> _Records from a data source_

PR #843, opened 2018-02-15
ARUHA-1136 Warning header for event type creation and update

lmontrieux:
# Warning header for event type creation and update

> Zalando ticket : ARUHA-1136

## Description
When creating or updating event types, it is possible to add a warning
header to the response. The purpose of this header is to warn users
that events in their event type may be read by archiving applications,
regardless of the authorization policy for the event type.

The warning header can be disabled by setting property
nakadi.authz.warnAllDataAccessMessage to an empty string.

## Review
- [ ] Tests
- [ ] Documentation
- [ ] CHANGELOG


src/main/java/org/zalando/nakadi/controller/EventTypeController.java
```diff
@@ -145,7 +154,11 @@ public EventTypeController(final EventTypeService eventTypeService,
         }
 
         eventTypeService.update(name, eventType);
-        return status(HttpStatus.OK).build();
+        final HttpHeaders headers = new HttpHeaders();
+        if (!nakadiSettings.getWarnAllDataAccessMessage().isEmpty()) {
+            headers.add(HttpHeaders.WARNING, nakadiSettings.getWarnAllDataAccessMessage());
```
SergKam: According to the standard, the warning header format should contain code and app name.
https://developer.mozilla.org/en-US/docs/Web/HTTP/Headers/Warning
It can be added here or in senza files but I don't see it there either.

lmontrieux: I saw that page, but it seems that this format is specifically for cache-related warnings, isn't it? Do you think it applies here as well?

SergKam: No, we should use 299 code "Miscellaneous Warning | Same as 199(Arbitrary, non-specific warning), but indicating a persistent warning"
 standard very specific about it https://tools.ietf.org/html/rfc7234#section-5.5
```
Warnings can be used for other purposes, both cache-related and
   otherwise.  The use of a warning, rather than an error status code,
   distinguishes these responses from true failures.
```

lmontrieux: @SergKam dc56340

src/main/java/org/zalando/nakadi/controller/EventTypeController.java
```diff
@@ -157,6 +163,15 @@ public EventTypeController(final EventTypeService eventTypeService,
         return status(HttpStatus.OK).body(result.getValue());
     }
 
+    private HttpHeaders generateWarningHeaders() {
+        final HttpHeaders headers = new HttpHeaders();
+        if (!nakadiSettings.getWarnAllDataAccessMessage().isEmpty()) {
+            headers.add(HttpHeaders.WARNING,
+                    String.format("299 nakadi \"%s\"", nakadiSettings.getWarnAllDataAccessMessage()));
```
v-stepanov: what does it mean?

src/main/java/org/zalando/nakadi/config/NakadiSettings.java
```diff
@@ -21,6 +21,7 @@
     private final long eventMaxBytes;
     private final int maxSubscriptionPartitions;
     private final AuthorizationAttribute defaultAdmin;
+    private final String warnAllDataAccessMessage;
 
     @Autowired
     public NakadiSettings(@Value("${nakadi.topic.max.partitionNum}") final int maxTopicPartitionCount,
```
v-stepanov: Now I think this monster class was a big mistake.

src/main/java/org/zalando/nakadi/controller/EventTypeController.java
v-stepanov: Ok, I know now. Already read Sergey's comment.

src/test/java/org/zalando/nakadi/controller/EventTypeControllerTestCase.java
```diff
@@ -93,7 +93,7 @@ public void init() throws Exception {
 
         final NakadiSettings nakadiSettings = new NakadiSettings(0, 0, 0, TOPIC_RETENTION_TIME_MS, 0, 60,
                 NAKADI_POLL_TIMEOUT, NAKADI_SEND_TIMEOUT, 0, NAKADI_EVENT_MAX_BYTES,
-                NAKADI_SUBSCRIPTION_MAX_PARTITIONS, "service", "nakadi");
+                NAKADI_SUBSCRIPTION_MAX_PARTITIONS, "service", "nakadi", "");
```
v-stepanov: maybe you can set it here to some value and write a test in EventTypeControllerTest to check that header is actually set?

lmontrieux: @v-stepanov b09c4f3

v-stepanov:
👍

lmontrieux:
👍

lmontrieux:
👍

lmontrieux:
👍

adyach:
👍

> _What the exercise asks_
Gather each line in the data that holds the string "should".

> _Expected answer_
SergKam: According to the standard, the warning header format should contain code and app name.
SergKam: No, we should use 299 code "Miscellaneous Warning | Same as 199(Arbitrary, non-specific warning), but indicating a persistent warning"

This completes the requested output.